Oilskin is a waterproof cloth used for making garments typically worn by sailors and by others in wet areas. The modern oilskin garment was developed by a New Zealander, Edward Le Roy, in 1898. Le Roy used worn-out sailcloth painted with a mixture of linseed oil and wax to produce a waterproof garment suitable to be worn on deck in foul-weather conditions. Oilskins are part of the range of protective clothing also known as foul weather gear.
Waterproofed cloth garments were in use from the late 1700s. Various methods of waterproofing were used over the years. Some early sou'westers and rain capes were handmade of sailcloth waterproofed with a thin layer of tar, while other methods involved  canvas duck coated with multiple applications of linseed oil and paint. While durable, these methods of waterproofing did not possess the breathable qualities of Le Roy's process.
Modern oilskins may be made of flexible PVC-coated synthetic fabric, while advanced materials for extreme conditions such as yacht racing may be used. Also known as "foul weather gear", contemporary oilskins include such innovations as DWR-coated nylon on their low end and Gore-Tex and other proprietary waterproof membranes on the high.
A Sou'wester, a traditional form of collapsible oilskin rain-hat, is longer in the back than the front to fully protect the neck. Sou'westers sometimes feature a gutter front-brim.
Today's oilskins (or oilies) typically come in two parts, jackets and trousers.

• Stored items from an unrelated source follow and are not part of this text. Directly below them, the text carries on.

PR #10353, opened 2024-12-02
Sort by name if country or event count is the same in Competitor List

FinnIckler:


gregorbg (approved):
Okay we'll just leave (1) as a future optimization then

Issue #10283, opened 2024-11-19
Edit Profile form - don't allow 'multiple countries'


danieljames-dj:
The solution is to replace the country selector of [EditProfileForm](https://github.com/thewca/worldcubeassociation.org/blob/main/app/webpacker/components/ContactEditProfilePage/EditProfileForm.jsx) with existing [CountrySelector](https://github.com/thewca/worldcubeassociation.org/blob/main/app/webpacker/components/CountrySelector/CountrySelector.js).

Oilskin jackets are generally similar to common rubberized waterproofs. The chief difference is a high spray collar. Some have hoods, often in a high-visibility colour to increase visibility if a wearer falls overboard. Retroreflective patches are also strategically placed, and jacket tails are extra long to keep water off the legs and out of the joint where waterproof trousers meet.

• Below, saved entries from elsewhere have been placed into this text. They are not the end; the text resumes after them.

PR #10938, opened 2025-03-02
Reg Admin warning when skipping waitlisted registrations

kr-matthews:
Initially I showed the name of the first person skipped over, but I think this is better.

It's purely a front-end warning, just click Ok to ignore it.

image

Note: I changed the message slightly after recording the video below - see screenshot above. And the final time, I clicked Yes instead of cancel.

[Screencast from 2025-03-02 02:40:53 PM.webm](https://github.com/user-attachments/assets/f87bc4d1-8346-4e3c-8b9d-cab8d098356f)

I think an analogous warning for moving registrations to the waitlist would make sense? So, if there are unselected completed pending registrations with an earlier payment (or registered, if not using payments) timestamp, then show a warning.

### DIFF
--- a/app/webpacker/components/RegistrationsV2/RegistrationAdministration/RegistrationActions.jsx
+++ b/app/webpacker/components/RegistrationsV2/RegistrationAdministration/RegistrationActions.jsx
@@ -135,7 +135,7 @@ export default function RegistrationActions({
     if (skippedWaitlistRegistration) {
       const { name } = skippedWaitlistRegistration.user;
       confirm({
-        content: `You've skipped over ${name} on the waitlist. Are you sure you want to approve the other registration(s) instead?`,
+        content: I18n.t('competitions.registration_v2.list.waitlist.skipped_warning', { name }),
       }).then(
         () => changeStatus(idsToAccept, 'accepted'),
       ).catch(() => null);
--- a/app/webpacker/components/RegistrationsV2/RegistrationAdministration/RegistrationActions.jsx
+++ b/app/webpacker/components/RegistrationsV2/RegistrationAdministration/RegistrationActions.jsx
@@ -8,10 +8,12 @@ import { countries } from '../../../lib/wca-data.js.erb';
 import {
   APPROVED_COLOR, APPROVED_ICON,
   CANCELLED_COLOR, CANCELLED_ICON,
+  getSkippedWaitlistRegistration,
   PENDING_COLOR, PENDING_ICON,
   REJECTED_COLOR, REJECTED_ICON,
   WAITLIST_COLOR, WAITLIST_ICON,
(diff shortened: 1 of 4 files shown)


app/webpacker/components/RegistrationsV2/RegistrationAdministration/RegistrationActions.jsx
```diff
@@ -124,7 +127,21 @@ export default function RegistrationActions({
...
+
+    if (skippedWaitlistCount > 0) {
+      confirm({
+        content: I18n.t(
+          'competitions.registration_v2.list.waitlist.skipped_warning',
+          { count: skippedWaitlistCount },
+        ),
+      }).then(
+        () => changeStatus(idsToAccept, 'accepted'),
+      ).catch(() => null);
```
kr-matthews, line 143: I get an error without the catch, here and in every other use of `useConfirm` in the code, but it doesn't happen on the actual website.

config/locales/en.yml
```diff
@@ -1824,6 +1824,7 @@ en:
           information: "Pending should only be used for incomplete (eg, unpaid) registrations - please use the Waiting List if your competition is too full to accept new competitors."
         waitlist:
           title: "Waiting List Registrations"
+          skipped_warning: "You've skipped %{count} registration(s) on the Waiting List. Are you sure you want to approve the other registration(s) instead?"
```
gregorbg, line 1827: Why did you decide against the pluralization feature (separate sub-keys for `one`, `many`, `other`, etc) in this case?

app/webpacker/components/RegistrationsV2/RegistrationAdministration/RegistrationActions.jsx
gregorbg: Yeah maybe I should look into updating the actual `ConfirmProvider` to fix the underlying issue. Must have something to do with `StrictMode` being enabled/disabled.

config/locales/en.yml
kr-matthews: The second "registration(s)" is independent of the first. It's also not entirely clear how it should work. If you take positions 2, 3, and 8 on the waitlist, does "other registration(s)" refer to just 8, or all 3? You're accepting 8 instead of 1, vs accepting 2, 3, and 8 instead of 1, 2, and 3.
I also saw some other "(s)"s in the file so assumed it was ok.

I can pluralize the first one if you want. And the second if I know how it should work.

kr-matthews: I guess another solution would be to re-phrase the second sentence.

gregorbg: Mh, no hard feelings here. Your argument is strong enough to convince me that we don't need to go the sophisticated route :)

gregorbg (approved):

PR #10940, opened 2025-03-03
Change front-facing occurences of 'Staff' to 'volunteer'

gregorbg:
As per our most recent Motions update.

Note that this does _not_ include code references. These can be handled during a follow-up PR.


dunkOnIT (approved):
LGTM, and double-checked by grepping the repo for `staff` and ensuring there were no non-code "staff" references (with the exception of translations - see next comment)

dunkOnIT:
The Swedish and Danish translations still have 1-2 keys that use "staff" instead of volunteer. Is this something we want to manually override, or leave up to translators?

gregorbg:
Jag pratar inte svenska :sweden: 
Leave that up to the translators, this is consistent with how we've dealt with similar changes in the past

PR #10952, opened 2025-03-03
Reg Admin independent table sorting

kr-matthews:
Before this, clicking on a column header in the waitlist would sort the other 4 tables - but not the waitlist table - by that column.


kr-matthews:
> (lazily assuming that the big blocks of code in `utils/registrationAdmin.js` are just copy/pasted from previously reviewed code)

Well I did replace one `if (registrations) {` with a `?.` and a `?? []`.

Oilskin trousers – also known also as "bibs" – are very high-cut to provide a large overlap with the jacket. They are held up by braces, and typically feature straps around the bottom of the legs to cinch around seaboots. This semi-watertight seal does not allow them to be used like fishing waders, but a wave sweeping briefly across the deck will generally be kept out. All but the cheapest brands are reinforced across the seat and knees.
In moderate weather often only the trousers are worn. Although a few all-in-one, boilersuit-shaped oilskin suits are available, most sailors prefer the flexibility of a separate jacket and trousers.

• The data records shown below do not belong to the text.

PR #10954, opened 2025-03-03
Implement client-based resource access for Stripe API

gregorbg:
As per https://github.com/stripe/stripe-ruby/wiki/Migration-guide-for-v13

I also opted to introduce a test helper for the numerous occasions of `Stripe::PaymentIntent.confirm` in our code.

### DIFF
--- a/app/models/connected_stripe_account.rb
+++ b/app/models/connected_stripe_account.rb
@@ -59,10 +59,7 @@ class ConnectedStripeAccount < ApplicationRecord
 
     # Create the PaymentIntent, overriding the stripe_account for the request
     # by the connected stripe account for the competition.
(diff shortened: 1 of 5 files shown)


gregorbg:
For reviewers: Probably the most notable change is that the `stripe_account` property (which we use to perform actions on behalf of the connected account) is now "baked into" the `Stripe::StripeClient` instance that we're passing around using `stripe_client`. So it is not necessary anymore to manually specify `stripe_account: fooBar` in every single API call.

dunkOnIT (approved):
Code changes look good, and I've done some basic testing on local for paying/refunding/paying again to make sure charges, payments and refunds are all still behaving as expected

The cuffs of better oilskin jackets include an inner seal at the wrist similar to that on a scuba diver's drysuit to prevent water from being forced up the sleeve. Pockets on trousers and jackets are often lined with quick-drying synthetic fleece that is warm even when soaked. A recent innovation is removable soft linings, which enables them to be washed.
Some oilskin jackets include a built-in harness, typically a strap around the chest to clip into a lifeline. While convenient, this is not nearly as safe as a separate multi-point harness, often provided with an integrated lifejacket. Some models of high-end oilskin jackets contain flotation and may also function as lifejackets; survival equipment such as lights, flares, and emergency position-indicating radiobeacon station (EPIRB) are also available as integrated accessories.